INFORMATION below:

PR #497, opened 2016-05-13
Improve filtering of functions for FROM clause

koljonen:
Change from filtering out all non-set-returning functions to only filteirng out windowing functions and aggregate functions.
Non-set-returning functions are legal in the FROM clause and can be quite useful.


darikg:
:+1: on the intent but it looks like you'll need to update a whole bunch of the tests in `test_smart_completion_public_schema_only.py` and `test_smart_completion_multiple_schemata.py`

darikg:
Thanks for fixing the tests!

PR #500, opened 2016-05-14
Make pgclirc_file argument regular (non-optional)

### LINKED ISSUE #499: PGCli initialization issue
On [PGCli](https://github.com/dbcli/pgcli/blob/master/pgcli/main.py#L109) initialization [`write_default_config()`](https://github.com/dbcli/pgcli/blob/master/pgcli/config.py#L33) is called with non-optional `destination` argument, which indicates that in PGCli constructor `pgclirc_file` argument should not be optional, as it is now set.
That argument is later again called by other functions in constructor.

klonuo:
Closes #499

### DIFF
--- a/pgcli/main.py
+++ b/pgcli/main.py
@@ -95,8 +95,8 @@ class PGCli(object):
         # different than less or is already parameterized with their own arguments
         os.environ['LESS'] = '-SRXF'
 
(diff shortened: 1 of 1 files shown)


klonuo:
Closed by https://github.com/dbcli/pgcli/pull/506

PR #501, opened 2016-05-14
Fix bug where "USING(<cursor>" wasn't detected properly + add test case

koljonen:
prev_tok is something like '[table name] [table alias] USING' where we expect it to be 'USING', so I just added a quick fix where we check the last word in prev_token instead of the whole string.

### DIFF
--- a/pgcli/packages/sqlcompletion.py
+++ b/pgcli/packages/sqlcompletion.py
@@ -247,7 +247,9 @@ def suggest_based_on_last_token(token, text_before_cursor, full_text, identifier
 
         # Get the token before the parens
         prev_tok = p.token_prev(len(p.tokens) - 1)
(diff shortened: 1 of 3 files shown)


koljonen:
I've also added a PR at [https://github.com/andialbrecht/sqlparse/pull/236](https://github.com/andialbrecht/sqlparse/pull/236) to fix the underlying sqlparse bug.

darikg:
Good catch. We actually already have tests for the USING thing, it just didn't test the case where there wasn't any whitespace before the parentheses. Instead of adding an entirely new test, can you just tweak the ones we already have? [Here's how I would do it.](https://github.com/dbcli/pgcli/commit/8a29e7084cadfca7f5c45dfd229d2c47616dd1ae)

koljonen:
Good idea. Done.

PR #505, opened 2016-05-16
Stop suggesting * as a column

koljonen:
I don't know about you guys, but I don't think suggesting * is of use to anyone, and it's in the way for anyone who just wants a column.


darikg:
I'm cool with this. +6 -23 lines is especially nice.

amjith:
👍  Looks like this PR needs a rebase against master before merge.

koljonen:
Rebased.

PR #507, opened 2016-05-19
Add priority arguments to find_matches

koljonen:
@darikg suggested I make this a separate PR, so here it is. See #496 for more background.

**Original commit message:**
type_priority is an int that says how to sort these matches compared matches of other types.
type_collection is a an iterable that overrides the internal sorting of the matches.

The use case that motivated this change was to be able to
    1) sort join conditions ("t.someid = t2.someid") before table aliases ("t")
    2) sort FK-based join conditions before name-based join conditions and integer name-based join conditions before other name-based join conditions.


darikg:
Thanks! I've had some time to think about it and it's totally reasonable, and noone else objected.

PR #508, opened 2016-05-19
Fix problem where non-lower-case table names would not be recognized

koljonen:
This fixes the issue where pgcli interprets **SELECT * FROM Foo** as referring to the table **Foo**, whereas it actually refers to table **foo**.


darikg:
I only have trivial suggestions here: it'd be nice to have consistency in the camel_casing, so `schema_is_quoted` instead of `schemaisquoted` etc. And maybe something more descriptive like `standardize_name_case` instead of `getnames`. But all the changes/additions to the tests seem great.

koljonen:
I renamed the function parse_identifier, as it does do some more than the casing thing.

darikg:
Even better!

PR #510, opened 2016-05-25
Fix another problem where table names would not be recognized when nott in lower case

koljonen:
My previous fix didn't cover the case 'INSERT INTO Foo(\<cursor\>)', which is now covered.


darikg:
Right on

Issue #444, opened 2016-01-21
Support environment variables in .pgclirc


kristjan:
`.psqlrc` provides a few variables like `:HOST`, `:PORT` and `:DBNAME` so you can do useful things like keep database-specific history files. Similar functionality in `.pgclirc` would be wonderful.

amjith:
@kristjan Thanks for filing the issue. Can you give me a specific example? I haven't used this functionality in psqlrc so I'm not familiar with this feature.

kristjan:
Absolutely, here's what the history file configuration looks like:

    \set HISTFILE ~/.psql_history_ :DBNAME

Given that, DBs `foo` and `bar` get independent query histories written to `~/.psql_history_foo` and `~/.psql_history_bar`, which looks like this:

![db_history](https://cloud.githubusercontent.com/assets/34301/12475360/5330bafc-bfd7-11e5-9e8f-7a5218bb2618.gif)

fernandomora:
psql can set environment vars with \setenv command:
http://www.postgresql.org/docs/9.5/static/app-psql.html
> \setenv name [ value ]
> Sets the environment variable name to value, or if the value is not supplied, unsets the environment variable. Example:
> 
> test=# \setenv PAGER less
> test=# \setenv LESS -imx4F

Also you can include setting of environment vars in .psqlrc. e.g:
```
\setenv PAGER less
\setenv PAGER less
```

HISTFILE, DBNAME, PORT, etc... are not environment variables, they are internal psql variable and can be set with \set and shown with \echo :VARNAME. e.g:
```
test=# \echo :DBNAME
test
test=# \echo :ENCODING
test
```

> \set [ name [ value [ ... ] ] ]
> Sets the psql variable name to value, or if more than one value is given, to the concatenation of all of them. If only one argument is given, the variable is set with an empty value. To unset a variable, use the \unset command.

Also in .psqlrc. e.g:
```
\set VERBOSITY verbose
\set COMP_KEYWORD_CASE upper
```
I am not sure if it is easy to read/write this psql internal vars, but I'm sure it is at least for env vars. 

I purpose to allow same functionality: usage of \set (probably also \unset) and \setenv, or at least \setenv in pgcli both in command line and in .pgclirc.

Note: If this is implemented I think it would be good to make a breaking change to #452 before next release to configure default PAGER in .pgclirc using "\setenv" instead of "pager":
```
\setenv LESS '-iMSx4FXRe'
\setenv PAGER 'less'
```

[...]

PR #512, opened 2016-05-26
Custom casing of table/column/function/view names

koljonen:
This is for those of us need/want to use unescaped names in CamelCase or whatever. This means we can use pgcli to edit our functions without having to correct the casing all the time!

**Original commit message:**
This adds support for defining the casing to be used in completions (for unquoted names). The casing is determined by the casing file, which consists of a \n-separated list of names using the preferred casing. This file is initially populated based on usage in SQL and PLPGSQL database functions but can then be modified by the user.

### DIFF
--- a/pgcli/config.py
+++ b/pgcli/config.py
@@ -54,3 +54,10 @@ def get_config(pgclirc_file=None):
     write_default_config(default_config, pgclirc_file)
 
     return load_config(pgclirc_file, default_config)
+
+
+def get_casing_file(config):
+    casing_file = config['main']['casing_file']
+    if casing_file == 'default':
+        casing_file = config_location() + 'casing'
+    return casing_file
--- a/pgcli/pgcompleter.py
+++ b/pgcli/pgcompleter.py
@@ -43,8 +43,7 @@ class PGCompleter(Completer):
         self.prioritizer = PrevalenceCounter()
         settings = settings or {}
         self.casing_file = settings.get('casing_file')
-        self.generate_casing_file = (
-            settings.get('generate_casing_file') == 'True')
+        self.generate_casing_file = settings.get('generate_casing_file')
         self.asterisk_column_order = settings.get(
             'asterisk_column_order', 'table_order')
 
--- a/pgcli/pgcompleter.py
+++ b/pgcli/pgcompleter.py
@@ -41,8 +41,13 @@ class PGCompleter(Completer):
         self.smart_completion = smart_completion
         self.pgspecial = pgspecial
         self.prioritizer = PrevalenceCounter()
-        self.asterisk_column_order = (settings or {}).get(
+        settings = settings or {}
+        self.casing_file = settings.get('casing_file')
+        self.generate_casing_file = (
+            settings.get('generate_casing_file') == 'True')
+        self.asterisk_column_order = settings.get(
             'asterisk_column_order', 'table_order')
+
         self.reserved_words = set()
         for x in self.keywords:
             self.reserved_words.update(x.split())
@@ -52,6 +57,7 @@ class PGCompleter(Completer):
         self.dbmetadata = {'tables': {}, 'views': {}, 'functions': {},
                            'datatypes': {}}
         self.search_path = []
+        self.casing = {}
 
         self.all_completions = set(self.keywords + self.functions)
 
@@ -95,6 +101,14 @@ class PGCompleter(Completer):
                 metadata[schema] = {}
 
         self.all_completions.update(schemata)
+
+    def extend_casing(self, words):
+        """ extend casing data
+
+        :return:
+        """
+        # casing should be a dict {lowercasename:PreferredCasingName}
+        self.casing = dict((word.lower(), word) for word in words)
 
     def extend_relations(self, data, kind):
         """ extend metadata for tables or views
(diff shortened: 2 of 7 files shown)


pgcli/config.py
```diff
@@ -42,3 +42,21 @@ def write_default_config(source, destination, overwrite=False):
...
+    pgclirc_file = pgclirc_file or '%sconfig' % config_location()
+
+    default_config = os.path.join(package_root, 'pgclirc')
+    write_default_config(default_config, pgclirc_file)
+
+    return load_config(pgclirc_file, default_config)
+
+def get_casing_file(config):
+    casing_file = config['main']['casing_file']
+    if casing_file == 'default':
```
darikg: this logic is duplicated in the pgcli casing_file() @property

darikg:
Super cool.

If there's no case file in the default location, why bother writing one to disk that contains all possible names? That means the user's default case file depends on what database they connect to first. IMO it would make more sense to leave the default casefile empty/nonexistent, and the user would write into it only the few non-default capitalizations they wanted. (I.e., the casefile would contain only overrides.)

amjith:
I realize I'm out of my depth on this one.

I see that it creates a casing file in the config folder with a subset of table names in that DB. What's supposed to go in that file? How is that subset determined? I'm having a hard time deciphering the query for casing in the pgexecute file. 

You mentioned something about using unescaped CamelCase, but won't that result in postgres doing the conversion to lower case in the backend causing a failure? 

Seeing some examples might help with understanding.

koljonen:
@darikg The case I was trying to make it work out-of-the-box for was the one where the user uses one database and all code is written using CamelCase, with all names unescaped. The idea is the user starts pgcli (or pgclisublime) for the first time, and it automatically gets the casing of all names right, without any user intervention. Defaulting to an empty file wouldn't be very useful in that scenario, as the user would then need to somehow enter every name into the casing file.

@amjith The query takes all table/function/view/schema names in the database, joins that (case-insensitively) with all words used in the definitions of database functions, determines the most popular casing for each word/name, and then that gets put in the file.
E.g. if we have the function '...UPDATE Bar.Foo SET FooStatusID = _FooStatusID, ModificationDate = now() WHERE FooID = _FooID;...', the file will be populated thusly:
> Bar
> Foo
> FooID
> FooStatusID
> ModificationDate

Then, the next time we're writing a function, pgcli will suggest FooID instead of fooid.

darikg:
@koljonen  I was suggesting piping the output from `pgexecute.casing` directly to `completer.extend_casing`, and then taking values from the casing file (if it exists) and sending them to `completer.extend_casing`, overriding any default values. Does that make sense?

@amjith I merged a couple of PRs recently from @koljonen (#508, #510) that have made pgcli behave better with non-default casing. This PR is the flipside of that, getting more case-friendly suggestions.

There's also an open issue somewhere where somebody wanted lower case keywords, e.g. suggest `select` instead of `SELECT`, which this PR doesn't handle, but it would be a reasonable extension down the road.

koljonen:
@darikg Oh, now I think I understand what you're getting at. I should probably have put this in the commit message or something: The casing file is needed as a cache, because pgexecute.casing will take several seconds on a large database (I think it should scale linearly with the amount of function code). E.g. on my local 9.1 database of 2k functions with a total of 3.5M characters of SQL/PLPGSQL function code, it takes 10 seconds – which is a delay I can live with the first time I start pgcli, but definitely not every time completions get refreshed. This is actually the main reason there is a casing file at all.

darikg:
Well the completion refreshing happens in a separate thread, so it shouldn't be super visible to the user, although 10 seconds is pretty long.

I think wanting to get good default out-of-the-box behavior is great, but only if it's consistent. Currently this  will only work on the first database the user connects to, and even then it won't stay up to date if the database changes. I think it needs to either work by default in all cases, or not work by default at all, and require the user to explicitly fill out the casing file. 

Another alternative to a clever-but-slow database query to get default casing would be to pull it out of the history file. We're [already](https://github.com/dbcli/pgcli/blob/32029e27668dcdc6204bab8d8d64236962ecf973/pgcli/completion_refresher.py#L76) scanning the history to grab recently used identifiers so we can prioritize them as completions, that seems like a good place to also identify user capitalization preferences.

koljonen:
The problem with the 10 seconds is the first time the refreshing is run (i.e. just after starting pgcli), because you don't get any completions before it's done. 

I think the history file is too likely to be lacking in quality (because of ad-hoc queries where you don't care about capitalization) as well as quantity (because, in a large or new-to-you database, you've only used a small portion of all names) to be of much use here.

Anyway, I just added an option to enable/disable auto-generating the casing file, as I think that's the simplest solution right now.

Some ideas for the future: 
1. Split the file into one that's manual and one that's generated.
2. A config setting for scheduling regeneration of the file.
3. A backslash command for triggering regeneration of the file.
4. If we get around to doing #444, we could have separate files per database.

darikg:
I think you meant to push the 'Change % to os.path.join' to the other PR

koljonen:
Yeah, you're right, but we do need it here too.

darikg:
This needs to be rebased. I like the current default case, where the user has to explicitly opt in.

koljonen:
Squashed and rebased.

pgcli/pgcompleter.py
```diff
@@ -41,8 +41,13 @@ def __init__(self, smart_completion=True, pgspecial=None, settings=None):
         self.smart_completion = smart_completion
         self.pgspecial = pgspecial
         self.prioritizer = PrevalenceCounter()
-        self.asterisk_column_order = (settings or {}).get(
+        settings = settings or {}
+        self.casing_file = settings.get('casing_file')
+        self.generate_casing_file = (
+            settings.get('generate_casing_file') == 'True')
```
darikg: I think the conversion from the string 'True' to a boolean needs to happen as early as possible, when PGCli.__init__ pulls it out from the config option. The pgcompleter settings struct should expect a boolean value here

darikg:
Hooray!

PR #338, opened 2022-04-10
add allowing trailing data modifications of decoding functions

seniorjoinu:
**Overview**
I'm building a stable memory allocator that works with `CandidType`'s. Sometimes an allocated block, containing a candid encoded value, has some leftover free bytes at the end (alignment). I'm adding these new functions in order to achieve two things:
1. not break any existing code;
2. be able to deserialize the data from such blocks, despite trailing bytes.

I could fix it on my side, but this would require to add another 4 bytes of data to each block, which is something I don't want to do. Since candid is already able to determine the payload size of a message, it seems like a waste of memory.

Please, take a look @chenyan-dfinity, when you have time.

### DIFF
--- a/rust/candid/src/de.rs
+++ b/rust/candid/src/de.rs
@@ -19,13 +19,20 @@ use std::{collections::VecDeque, io::Cursor, mem::replace};
 /// Use this struct to deserialize a sequence of Rust values (heterogeneous) from IDL binary message.
 pub struct IDLDeserialize<'de> {
     de: Deserializer<'de>,
+    allow_trailing: bool,
 }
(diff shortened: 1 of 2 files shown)


chenyan-dfinity:
You can simply not calling `done()`, so that the trailing bytes get dropped without any check.

Also be mindful that Candid is not a great format for stable memory: 1) The special `opt` rule makes it easy to loss data when opt type changes; 2) There is no value sharing in the Candid encoding, so it can blow up the stable memory exponentially if the Rust value is shared.

seniorjoinu:
Thanks for the response!

What serialization format/library can you suggest then?
With support for unsized data ofc.

PR #358, opened 2022-06-30
Candid UI update

chenyan-dfinity:
* Fetch did file from canister metadata
* Deprecate `localhost/_/candid` endpoint
* Fetch name section from metadata (instrumented code)
* bump agent-js
* bump ic-cdk

### DIFF
--- a/tools/ui/src/candid.ts
+++ b/tools/ui/src/candid.ts
@@ -53,13 +53,16 @@ export async function fetchActor(canisterId: Principal): Promise<ActorSubclass> 
     const source = window.atob(maybeDid);
     js = await didToJs(source);
   } else {
-    try {
-      js = await getRemoteDidJs(canisterId);
-    } catch(err) {
-      if (/no query method/.test(err)) {
-        js = await getLocalDidJs(canisterId);
-      } else {
-        throw(err);
+    js = await getDidJsFromMetadata(canisterId);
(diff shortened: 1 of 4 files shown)


tools/ui/src/candid.ts
```diff
@@ -92,15 +94,31 @@ export async function getCycles(canisterId: Principal): Promise<bigint|undefined
...
+    const blob = status.get('name') as ArrayBuffer;
+    const decoded = IDL.decode([IDL.Vec(IDL.Tuple(IDL.Nat16, IDL.Text))], blob)[0] as Array<[number,string]>;
     decoded.forEach(([id, name]) => names[id] = name);
   } catch(err) {
     return undefined;
   }
 }
 
+async function getDidJsFromMetadata(canisterId: Principal): Promise<undefined | string> {
+  const status = await CanisterStatus.request({ agent, canisterId, paths: ['candid'] });
```
ericswanson-dfinity, line 113: I think it's `candid:service` https://github.com/dfinity/sdk/blob/master/src/dfx/src/lib/metadata/names.rs

chenyan-dfinity: `agent-js` has its own naming convention: https://github.com/dfinity/agent-js/blob/main/packages/agent/src/canisterStatus/index.ts#L181

PR #369, opened 2022-08-17
postMessage to playground

chenyan-dfinity:
Whenever a user execute an update call, send a heartbeat to playground

### DIFF
--- a/tools/ui/src/candid.ts
+++ b/tools/ui/src/candid.ts
@@ -87,7 +87,7 @@ function postToPlayground(id: Principal) {
   const message = {
     caller: id.toText(),
   };
-  window.parent?.postMessage(`CandidUI${JSON.stringify(message)}`, '*');
+  (window.parent || window.opener)?.postMessage(`CandidUI${JSON.stringify(message)}`, '*');
 }
 
 export async function getCycles(canisterId: Principal): Promise<bigint|undefined> {
--- a/tools/ui/src/candid.ts
+++ b/tools/ui/src/candid.ts
@@ -82,6 +82,13 @@ export function getProfilerActor(canisterId: Principal): ActorSubclass {
   return Actor.createActor(profiler_interface, { agent, canisterId });
 }
 
+function postToPlayground(id: Principal) {
+  const message = {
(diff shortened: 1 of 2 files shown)


tools/ui/src/candid.ts
```diff
@@ -82,6 +82,13 @@ export function getProfilerActor(canisterId: Principal): ActorSubclass {
   return Actor.createActor(profiler_interface, { agent, canisterId });
 }
 
+function postToPlayground(id: Principal) {
+  const message = {
+    caller: id.toText(),
+  };
+  window.parent?.postMessage(`CandidUI${JSON.stringify(message)}`, '*');
```
chenyan-dfinity, line 89: @rvanasa In playground, user can also choose to open Candid UI in a separate tab. In that case, is it possible to postMessage back to the original tab? It can get complicated if the user has multiple playground tabs open.

rvanasa: Right, this could get very complicated with multiple tabs. Perhaps we could send the previous canister ID alongside `caller` so that MP can filter these messages?

chenyan-dfinity: Okay, let's just use `window.parent` for now. What do you mean by previous canister ID?

rvanasa: I was thinking of "previous canister ID" as the original ID passed into the URL query parameters (so that MP can filter out messages from older windows). 

We could try something like `(window.parent || window.opener)?.postMessage(...)`. I tested sending a message via `window.opener` in a popped-out Candid UI window and it seems to work as expected.

rvanasa: Also, to avoid future security vulnerabilities caused by the `*` origin pattern, we could consider looping through the `allowedExternalOrigins` in `external.ts` and sending the message to each of these origins, similar to [this StackOverflow answer](https://stackoverflow.com/a/52003345).

chenyan-dfinity: So `target=_blank` makes `window.opener` to be `null`. But it's a good idea to watch for both.

PR #377, opened 2022-09-27
fix: disable serde's rc feature

roman-kashitsyn:
Some clients don't want to have serde's rc feature enabled because they find it too dangerous. This change makes it easy to use Candid for shared types without serde's rc feature.

### DIFF
--- a/rust/candid/src/de.rs
+++ b/rust/candid/src/de.rs
@@ -17,6 +17,9 @@ use serde::de::{self, Visitor};
 use std::fmt::Write;
 use std::{collections::VecDeque, io::Cursor, mem::replace};
 
+pub mod rc;
+pub mod arc;
+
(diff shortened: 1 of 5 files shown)


rust/candid/src/de.rs
```diff
@@ -17,6 +17,9 @@ use serde::de::{self, Visitor};
 use std::fmt::Write;
 use std::{collections::VecDeque, io::Cursor, mem::replace};
 
+pub mod arc;
+pub mod rc;
```
chenyan-dfinity, line 21: Is it better to put the module in `lib.rs` instead of `de.rs`, as they contain both serialize and deserialize?

rikonor (approved):

rust/candid/src/de.rs
roman-kashitsyn: Sure, done!

chenyan-dfinity (approved):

End of INFORMATION.

| WORK TO BE COMPLETED |
When the records above are checked line by line, how many lines contain the word "functionality"? Please give only that number.

| TASK OUTPUT |
3